Exercise directions -
Go through the records below and copy out every line that contains the word "about".

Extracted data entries
────────────────────────────────────────

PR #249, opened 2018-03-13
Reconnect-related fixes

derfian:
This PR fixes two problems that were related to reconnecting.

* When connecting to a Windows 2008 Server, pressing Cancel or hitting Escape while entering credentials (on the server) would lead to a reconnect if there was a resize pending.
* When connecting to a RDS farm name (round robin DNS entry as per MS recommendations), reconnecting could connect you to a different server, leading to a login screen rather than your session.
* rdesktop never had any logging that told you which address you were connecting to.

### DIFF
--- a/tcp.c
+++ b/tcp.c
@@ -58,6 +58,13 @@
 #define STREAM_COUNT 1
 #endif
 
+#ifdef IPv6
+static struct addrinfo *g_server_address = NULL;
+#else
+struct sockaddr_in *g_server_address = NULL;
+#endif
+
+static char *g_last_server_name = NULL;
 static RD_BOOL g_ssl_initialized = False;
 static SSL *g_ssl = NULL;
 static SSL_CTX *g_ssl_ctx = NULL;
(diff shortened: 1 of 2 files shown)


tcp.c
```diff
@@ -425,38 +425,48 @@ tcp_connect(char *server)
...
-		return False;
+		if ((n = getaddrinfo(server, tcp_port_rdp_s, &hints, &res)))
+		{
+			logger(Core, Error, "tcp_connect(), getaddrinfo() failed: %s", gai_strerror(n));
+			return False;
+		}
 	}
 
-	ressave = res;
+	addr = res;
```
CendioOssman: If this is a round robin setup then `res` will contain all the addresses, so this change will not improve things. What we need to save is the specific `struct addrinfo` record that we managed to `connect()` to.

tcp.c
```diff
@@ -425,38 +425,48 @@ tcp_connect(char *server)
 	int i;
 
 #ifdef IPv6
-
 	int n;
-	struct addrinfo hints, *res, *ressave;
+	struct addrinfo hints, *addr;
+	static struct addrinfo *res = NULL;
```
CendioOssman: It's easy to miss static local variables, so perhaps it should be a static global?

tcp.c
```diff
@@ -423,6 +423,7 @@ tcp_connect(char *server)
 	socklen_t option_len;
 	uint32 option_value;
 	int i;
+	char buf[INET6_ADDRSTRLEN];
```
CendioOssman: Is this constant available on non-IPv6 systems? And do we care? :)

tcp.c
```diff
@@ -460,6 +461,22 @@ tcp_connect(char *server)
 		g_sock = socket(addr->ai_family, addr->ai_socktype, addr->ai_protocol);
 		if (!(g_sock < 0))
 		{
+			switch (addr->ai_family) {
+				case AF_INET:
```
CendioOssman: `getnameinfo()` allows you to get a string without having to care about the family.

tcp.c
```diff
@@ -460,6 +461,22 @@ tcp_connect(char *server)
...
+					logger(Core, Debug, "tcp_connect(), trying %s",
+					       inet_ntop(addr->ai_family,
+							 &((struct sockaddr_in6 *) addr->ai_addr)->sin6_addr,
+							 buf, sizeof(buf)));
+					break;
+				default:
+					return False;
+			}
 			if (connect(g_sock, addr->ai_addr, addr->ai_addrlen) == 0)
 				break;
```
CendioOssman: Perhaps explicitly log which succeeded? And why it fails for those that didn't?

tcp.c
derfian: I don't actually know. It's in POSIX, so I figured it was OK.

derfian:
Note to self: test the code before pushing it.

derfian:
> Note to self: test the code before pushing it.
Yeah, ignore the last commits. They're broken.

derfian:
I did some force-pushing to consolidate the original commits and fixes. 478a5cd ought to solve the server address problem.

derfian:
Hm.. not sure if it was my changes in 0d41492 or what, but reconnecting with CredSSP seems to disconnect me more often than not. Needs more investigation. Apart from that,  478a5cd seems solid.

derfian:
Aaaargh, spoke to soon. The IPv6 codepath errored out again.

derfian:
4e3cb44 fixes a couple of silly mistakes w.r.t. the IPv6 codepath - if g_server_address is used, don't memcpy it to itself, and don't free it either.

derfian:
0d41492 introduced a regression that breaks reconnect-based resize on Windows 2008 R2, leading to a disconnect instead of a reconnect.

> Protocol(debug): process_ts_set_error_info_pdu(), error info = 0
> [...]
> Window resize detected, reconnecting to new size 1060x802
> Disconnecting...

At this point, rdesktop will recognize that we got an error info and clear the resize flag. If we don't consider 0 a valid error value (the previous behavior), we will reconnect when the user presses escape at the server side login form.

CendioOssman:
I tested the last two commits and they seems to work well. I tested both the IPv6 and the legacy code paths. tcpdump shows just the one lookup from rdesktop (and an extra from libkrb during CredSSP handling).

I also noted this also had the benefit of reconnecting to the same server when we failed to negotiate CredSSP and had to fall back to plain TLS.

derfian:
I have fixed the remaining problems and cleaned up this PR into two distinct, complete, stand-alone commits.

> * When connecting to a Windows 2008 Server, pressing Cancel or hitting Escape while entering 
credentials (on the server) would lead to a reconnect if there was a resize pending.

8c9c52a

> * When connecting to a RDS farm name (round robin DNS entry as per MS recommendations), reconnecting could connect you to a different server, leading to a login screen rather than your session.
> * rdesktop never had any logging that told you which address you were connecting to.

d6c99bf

────────────────────────────────────────

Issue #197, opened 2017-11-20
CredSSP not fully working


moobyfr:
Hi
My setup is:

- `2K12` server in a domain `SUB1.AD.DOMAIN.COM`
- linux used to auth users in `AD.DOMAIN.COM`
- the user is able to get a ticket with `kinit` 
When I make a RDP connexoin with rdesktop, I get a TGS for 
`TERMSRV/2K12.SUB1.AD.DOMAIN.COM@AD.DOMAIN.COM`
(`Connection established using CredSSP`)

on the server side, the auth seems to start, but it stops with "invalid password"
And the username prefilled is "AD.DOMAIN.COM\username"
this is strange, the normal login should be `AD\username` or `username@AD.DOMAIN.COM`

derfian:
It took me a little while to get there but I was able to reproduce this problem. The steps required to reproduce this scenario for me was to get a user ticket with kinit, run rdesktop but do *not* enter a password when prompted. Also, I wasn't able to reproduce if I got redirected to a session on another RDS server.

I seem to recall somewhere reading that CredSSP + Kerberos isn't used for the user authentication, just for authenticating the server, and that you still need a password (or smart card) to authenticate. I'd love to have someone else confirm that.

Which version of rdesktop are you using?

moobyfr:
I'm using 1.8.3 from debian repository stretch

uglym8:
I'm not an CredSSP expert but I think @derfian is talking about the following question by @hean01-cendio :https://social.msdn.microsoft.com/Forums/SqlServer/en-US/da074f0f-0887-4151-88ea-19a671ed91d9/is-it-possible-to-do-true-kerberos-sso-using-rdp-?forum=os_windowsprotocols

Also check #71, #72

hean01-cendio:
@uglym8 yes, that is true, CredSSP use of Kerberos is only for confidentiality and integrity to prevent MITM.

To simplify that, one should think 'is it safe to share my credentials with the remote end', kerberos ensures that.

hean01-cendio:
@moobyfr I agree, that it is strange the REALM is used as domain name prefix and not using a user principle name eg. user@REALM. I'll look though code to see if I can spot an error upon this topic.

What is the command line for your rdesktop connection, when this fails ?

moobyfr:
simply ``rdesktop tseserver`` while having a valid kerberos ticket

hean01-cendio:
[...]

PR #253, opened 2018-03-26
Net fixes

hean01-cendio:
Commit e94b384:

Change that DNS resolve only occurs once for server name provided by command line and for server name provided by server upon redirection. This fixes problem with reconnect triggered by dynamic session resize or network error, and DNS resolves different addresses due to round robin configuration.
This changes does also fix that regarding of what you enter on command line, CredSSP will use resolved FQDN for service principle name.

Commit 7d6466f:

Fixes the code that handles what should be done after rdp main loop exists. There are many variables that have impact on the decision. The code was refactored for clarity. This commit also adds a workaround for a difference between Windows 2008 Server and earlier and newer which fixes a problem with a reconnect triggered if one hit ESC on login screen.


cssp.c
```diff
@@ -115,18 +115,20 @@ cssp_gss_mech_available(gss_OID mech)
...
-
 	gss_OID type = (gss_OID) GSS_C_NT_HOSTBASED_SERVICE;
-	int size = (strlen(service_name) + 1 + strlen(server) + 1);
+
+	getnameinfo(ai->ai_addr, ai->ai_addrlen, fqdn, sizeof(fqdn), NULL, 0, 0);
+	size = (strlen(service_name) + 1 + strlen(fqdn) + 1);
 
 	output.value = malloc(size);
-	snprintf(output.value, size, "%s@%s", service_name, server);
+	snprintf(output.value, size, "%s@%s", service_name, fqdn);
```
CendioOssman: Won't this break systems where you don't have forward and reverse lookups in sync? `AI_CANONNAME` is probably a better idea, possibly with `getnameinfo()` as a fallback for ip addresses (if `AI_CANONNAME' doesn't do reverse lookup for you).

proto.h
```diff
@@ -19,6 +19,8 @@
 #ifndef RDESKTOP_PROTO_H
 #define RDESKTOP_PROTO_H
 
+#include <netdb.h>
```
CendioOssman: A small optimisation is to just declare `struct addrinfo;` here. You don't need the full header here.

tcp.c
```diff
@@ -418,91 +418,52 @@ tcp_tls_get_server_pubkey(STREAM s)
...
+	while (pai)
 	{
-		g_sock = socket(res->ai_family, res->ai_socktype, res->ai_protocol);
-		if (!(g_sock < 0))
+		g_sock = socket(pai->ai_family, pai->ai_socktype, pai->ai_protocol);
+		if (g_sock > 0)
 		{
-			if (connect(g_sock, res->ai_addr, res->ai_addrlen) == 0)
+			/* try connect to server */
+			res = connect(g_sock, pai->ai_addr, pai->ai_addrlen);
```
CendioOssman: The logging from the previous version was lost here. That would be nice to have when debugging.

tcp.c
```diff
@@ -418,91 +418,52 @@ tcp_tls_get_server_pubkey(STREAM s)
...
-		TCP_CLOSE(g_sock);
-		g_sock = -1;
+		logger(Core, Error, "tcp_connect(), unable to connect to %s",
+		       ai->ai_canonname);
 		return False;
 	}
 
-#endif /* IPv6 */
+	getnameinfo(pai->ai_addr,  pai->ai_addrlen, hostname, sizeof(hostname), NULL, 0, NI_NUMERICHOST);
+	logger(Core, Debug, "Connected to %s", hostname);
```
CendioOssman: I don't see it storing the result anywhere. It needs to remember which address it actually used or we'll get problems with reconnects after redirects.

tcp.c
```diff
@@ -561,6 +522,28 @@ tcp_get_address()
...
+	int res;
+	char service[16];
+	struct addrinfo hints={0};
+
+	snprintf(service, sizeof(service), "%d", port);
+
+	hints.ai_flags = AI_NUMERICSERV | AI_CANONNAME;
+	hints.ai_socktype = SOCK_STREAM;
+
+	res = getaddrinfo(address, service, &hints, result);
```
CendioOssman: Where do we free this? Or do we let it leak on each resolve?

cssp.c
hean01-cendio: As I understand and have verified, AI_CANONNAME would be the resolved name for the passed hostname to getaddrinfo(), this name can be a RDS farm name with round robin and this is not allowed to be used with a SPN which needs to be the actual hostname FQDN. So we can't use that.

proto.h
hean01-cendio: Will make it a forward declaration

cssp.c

────────────────────────────────────────

Answer to the exercise -
CendioOssman: `getnameinfo()` allows you to get a string without having to care about the family.
I'm not an CredSSP expert but I think @derfian is talking about the following question by @hean01-cendio :https://social.msdn.microsoft.com/Forums/SqlServer/en-US/da074f0f-0887-4151-88ea-19a671ed91d9/is-it-possible-to-do-true-kerberos-sso-using-rdp-?forum=os_windowsprotocols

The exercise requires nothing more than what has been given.